Nullzinsen reichen nicht

Wie kaum ein anderer Notenbanker weiß Mario Draghi, welches Gewicht die Worte haben, mit denen er an die Öffentlichkeit geht. Vor zwei Jahren schaffte er das Mirakel, mit der Wunderformel „whatever it takes“ die Wende in der Eurokrise quasi im Alleingang herbeizuführen und das Vertrauen in die Währung zu reparieren. Heute, sechs Jahre nach dem Fall der Lehman Brothers, fährt Draghi härtere Geschütze auf.
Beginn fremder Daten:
PR #3106, opened 2022-09-08
Always allow multiple crate versions clippy lint

mulkieran:


mulkieran:
Since this is purely a clippy change, merging once clippy tests have passed.

PR #3116, opened 2022-09-22
Refactor processing of devices intended for initialization by stratisd

mulkieran:
Parts extracted from https://github.com/stratis-storage/stratisd/pull/2948

### DIFF
--- a/src/engine/strat_engine/backstore/devices.rs
+++ b/src/engine/strat_engine/backstore/devices.rs
@@ -366,6 +366,17 @@ impl TryFrom<&[&Path]> for ProcessedPathInfos {
     }
 }
 
+/// A list of device paths that have been determined to be unowned, and thus
+/// can be initialized by stratisd.
+/// Invariants:
+/// * DeviceInfo devnode values are unique.
+/// * DeviceInfo devno values are unique.
+/// * DeviceInfo.size value meets the required Stratis minimum.
+#[derive(Debug)]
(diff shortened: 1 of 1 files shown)


src/engine/strat_engine/backstore/devices.rs
```diff
@@ -264,6 +264,54 @@ pub struct DeviceInfo {
...
+                    "devices ({}) appear to belong to Stratis pool with UUID {}",
+                    devs.iter()
+                        .map(|(_, info)| info.devnode.display().to_string())
+                        .collect::<Vec<_>>()
+                        .join(", "),
+                    pool_uuid
+                )
+            })
+            .collect::<Vec<_>>()
+            .join("; ");
```
jbaublitz, line 301: I think it may make sense to remove this here and invoke it on line 308.

For example:

```
let error_strings = ... .collect::<Vec<_>>();

...

let error_message = format!(..., error_strings.join("; "));
```

I don't think testing for an empty string is as clear as testing for an empty `Vec`.

jbaublitz (changes requested):
Other than one minor stylistic thing, this looks good!

src/engine/strat_engine/backstore/devices.rs
mulkieran: Done!

jbaublitz (approved):

Issue #2880, opened 2021-12-16
Prohibit certain changes in block size combinations that might occur in the devices that make up our thinpool


mulkieran:
Sub of https://github.com/stratis-storage/project/issues/372

PR #3119, opened 2022-09-26
Process device paths at the top level

### LINKED ISSUE #1968: Hoist use of devices::process_and_verify_devices out of blockdevmgr to backstore and then to StratPool

mulkieran:
Supercedes #2948
Closes #1968 
Related #2880 

* Defines or extends some structs and methods for obtaining and processing sets of device information in the backstore/devices.rs file.
* Uses these methods to check for an empty set of to-be-initialized devices in ```init_cache``` and ```create_pool``` at the top level. This ensure a correct evaluation of emptiness, requiring little reasoning about the intervening reading steps. Also checks for emptiness when adding devices, to return early and omit expensive processing if no devices are to be added.
* Retains the use of the ```*idempotent*``` methods for the strat engine. Unpacks some device sets to obtain paths to pass to the methods, but only those device sets that wouldn't already have caused an error. This decision is motivated by the fact that the ```idempotent*``` methods are shared by the sim engine and the strat engine.
* Removes the process_and_verify_devices() and the check_device_ids() method entirely. Substitutes use of structs and their related impls in tests throughout the code.

Advantages:
* Raises the inspection of devices up to a higher level, to the pool, or in the case of creating a pool, the engine level. This is the principal goal. The reasons for doing this are to allow stratisd to have a full understanding of the properties of the devices it has been given as an argument at the same time as it can inspect information about all the existing devices in _both_ tiers, in order to decide whether they should be considered compatible or not. Currently, when creating a pool, everything about the devices to be used for the pool are known at the time of creation. But when initializing a cache, only the info about the proposed cache devices is known. And when adding devices to either tier, only the information about that tier is known. It is not known, at all, whether the devices are cache or data devices, at the point where they are inspected. This last could be remedied by passing a Tier argument down to the blockdev manager methods, but the other issues could not be.
* When initializing or extending the cache, it is necessary to suspend the thinpool. By reading the data from the devices before initializing or extending the cache, the suspend/resume interval is made a bit shorter. Not that much, probably, compared to the time that it takes to initialize the devices, but still an improvement.
* We have a lot of code in the CLI to try to guard against and give detailed messages in case the user specifies devices that belong to another pool or the same pool but a different tier, when adding, creating, or initializing. We can't really remove this, and achieve all that precision in stratisd, because although the inspection of devices is hoisted higher, it would all have to be hoisted up into the engine to make the level of detail in error messages comparable to that in the CLI. We do, however, send out precise error messages for when a user specifies devices in one tier, but they belong to the opposite tier, which is an improvement over the previous situation.

NOTES:
* This is an improvement over the previous iteration, which had convoluted and not generally useful abstractions in some of the impls in devices.rs. It drops the NonEmptyUnownedDevices, which turned out to be unhelpful in enforcing non-emptiness requirements.
* It keeps calls to ```validate_paths()``` before other processing, because ```validate_paths()``` verifies that the paths are absolute and emptiness checks now occur after the paths have been processed and information has been read from their corresponding devices.

### DIFF
--- a/src/engine/strat_engine/backstore/backstore.rs
+++ b/src/engine/strat_engine/backstore/backstore.rs
@@ -669,12 +669,12 @@ impl Recordable<BackstoreSave> for Backstore {
 
 #[cfg(test)]
 mod tests {
-    use std::{collections::HashSet, fs::OpenOptions, path::Path};
+    use std::{fs::OpenOptions, path::Path};
 
     use devicemapper::{CacheDevStatus, DataBlocks, DmOptions, IEC};
 
     use crate::engine::strat_engine::{
-        backstore::devices::process_and_verify_devices,
+        backstore::devices::{ProcessedPathInfos, UnownedDevices},
         metadata::device_identifiers,
         tests::{loopbacked, real},
     };
@@ -708,6 +708,15 @@ mod tests {
         assert!(backstore.next <= backstore.size())
     }
 
+    fn get_devices(paths: &[&Path]) -> StratisResult<UnownedDevices> {
+        ProcessedPathInfos::try_from(paths)
+            .map(|ps| ps.unpack())
+            .map(|(sds, uds)| {
+                sds.error_on_not_empty().unwrap();
+                uds
+            })
+    }
+
     /// Test adding cachedevs to the backstore.
     /// When cachedevs are added, cache tier, etc. must exist.
     /// Nonetheless, because nothing is written or read, cache usage ought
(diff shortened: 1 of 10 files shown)


jbaublitz (approved):

mulkieran:
rebased

mulkieran:
rebased.

bmr-cymru (approved):

mulkieran:
rebased.

PR #3132, opened 2022-10-11
Remove clippy allows for some false positives

mulkieran:


mulkieran:
Ignore cancelled test.

PR #3139, opened 2022-10-17
Fix underestimation of crypt metadata size

jbaublitz:


jbaublitz:
@mulkieran Okay, I found the issue causing the CI failure. It was a unit problem when converting from `u64` from libcryptsetup to `Bytes`. Because `Bytes` is in devicemapper, we have to do the conversions manually in stratisd unless we factor the units component out into a Rust `justbytes`-type equivalent.

src/engine/strat_engine/backstore/crypt/consts.rs
```diff
@@ -22,12 +24,12 @@ pub const STRATIS_TOKEN_TYPE: &str = "stratis";
 /// each block device.
 pub const STRATIS_MEK_SIZE: usize = 512 / 8;
 
-/// Sector size as determined in `cryptsetup/lib/internal.h`
-pub const SECTOR_SIZE: u64 = 512;
+/// Sector size as defined in the LUKS2 specification documentation. 4k bytes.
+pub const SECTOR_SIZE: Sectors = Sectors(8);
```
bmr-cymru, line 28: What's the advantage of typing this as `Sectors`? It seems a little confusing to have a variable named `SECTOR_SIZE` with the value `Sectors(8)`?

When the value is used it appears to always be converted to `.bytes()` so would it perhaps be more readable to just make it a u64 value in units of bytes from the outset?

I also wonder if it might be better named something like `LUKS_SECTOR_SIZE` to make it clear that this is specific to LUKS and nothing to do with "device sectors"?

bmr-cymru (changes requested):

src/engine/strat_engine/backstore/crypt/consts.rs
bmr-cymru: @jbaublitz everything else makes complete sense, I was just a bit thrown by the name/type here.

bmr-cymru (approved):

mulkieran (approved):

PR #3145, opened 2022-10-25
Add workflow to generate module tree with cargo-modules

bmr-cymru:
Related https://github.com/stratis-storage/project/issues/537

Add a new workflow to generate visualization artefacts with cargo-modules.


mulkieran:
cargo-modules is nice and I should use it. But it seems so easy to use from the command-line, that we might as well stick to that, like ```cargo-tree```.

PR #3157, opened 2022-11-04
Fix clippy 1.65 lint errors

bgurney-rh:


bgurney-rh:
Force-pushed to fix a formatting error in the commit `Remove binary comparison to literal 'Option::None'`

Denn die Wirtschaft der Währungsunion hat noch immer nicht ihr altes Niveau von 2007 erreicht, die Erholung stockt längst. Zudem ist die Inflation der Eurozone, eine der wichtigsten Zielgrößen der Notenbank, auf Tiefflug. Im August lag sie zuletzt bei 0,3 Prozent – weit entfernt von den zwei Prozent, die die EZB anpeilt. Die Aussichten sind wenig ermunternd. Erst 2015 werde die Inflation langsam steigen, schätzen die Volkswirte der Zentralbank.

Als größere Sorge für Europa machen sie aber die Kreditklemme in den südeuropäischen Ländern aus. Denn die Tatsache, dass Europas Banken nun schon seit Monaten praktisch zu Nullzinsen Geld bei der EZB ausleihen können, kommt einfach nicht als Kredit bei den Unternehmen an.

Hier will die Zentralbank nun gegensteuern, indem sie den Banken das Kreditrisiko ein Stück weit abnimmt. Mit Anfang Oktober will sie den Banken bestimmte Kredite abkaufen, kündigte Draghi an. Dabei handelt es sich just um jene Asset Backed Securities (ABS), die 2007 als Brandbeschleuniger der Finanzkrise in Verruf geraten sind. Damals wurde bekannt, dass viele Banken in den Kreditbündeln, die sie scheibchenweise weiterverkauft haben, auch faule Darlehen versteckt hatten. Die ABS entpuppten sich später als teure Leichen in den Bilanzen etlicher Finanzinstitute, die den Crash letztlich mitausgelöst haben.

Angst vor faulen Papieren

Der Notenbanker stößt mit seinen Plänen daher auf heftigen Gegenwind – auch innerhalb des EZB-Gremiums. Zu groß sei die Gefahr, dass die Banken ihre notleidenden Kredite wieder mit schönem Papier umwickeln und der EZB andrehen, heißt es. Bezahlen müssten dafür – wieder einmal – die Steuerzahler. Zudem sei unklar, ob die teure Aktion (im Raum steht die unbestätigte Summe 500 Mrd. Euro) überhaupt nützen wird. Denn viele Unternehmen bekämen in Europa schlicht deswegen keinen Kredit, weil sie eine schwache Bonität hätten.

„Die ABS haben einen schlechten Ruf, aber nur weil Schlechtes verpackt wurde“, verteidigt der Italiener das Programm und deutet gleichzeitig an, notfalls noch schwerere Geschütze auffahren zu wollen: „Wir könnten im großen Stil Staatsanleihen oder auch private Schuldtitel aufkaufen“, ließ er bei der Pressekonferenz auf Anfrage wissen. Ein rotes Tuch für viele Hardliner in der Notenbank.

Auf den Märkten kamen Mario Draghis Worte gut an. Die Aktienbörsen Europas gingen am Donnerstag unisono nach oben. Eine schlechte Nachricht bedeutete die weitere Lockerung der Geldpolitik naturgemäß für die europäische Gemeinschaftswährung. Der Euro stürzte nach der Zinssitzung der EZB zeitweise auf unter 1,30 Dollar ab. Weniger wert war der Euro zuletzt vor 14 Monaten.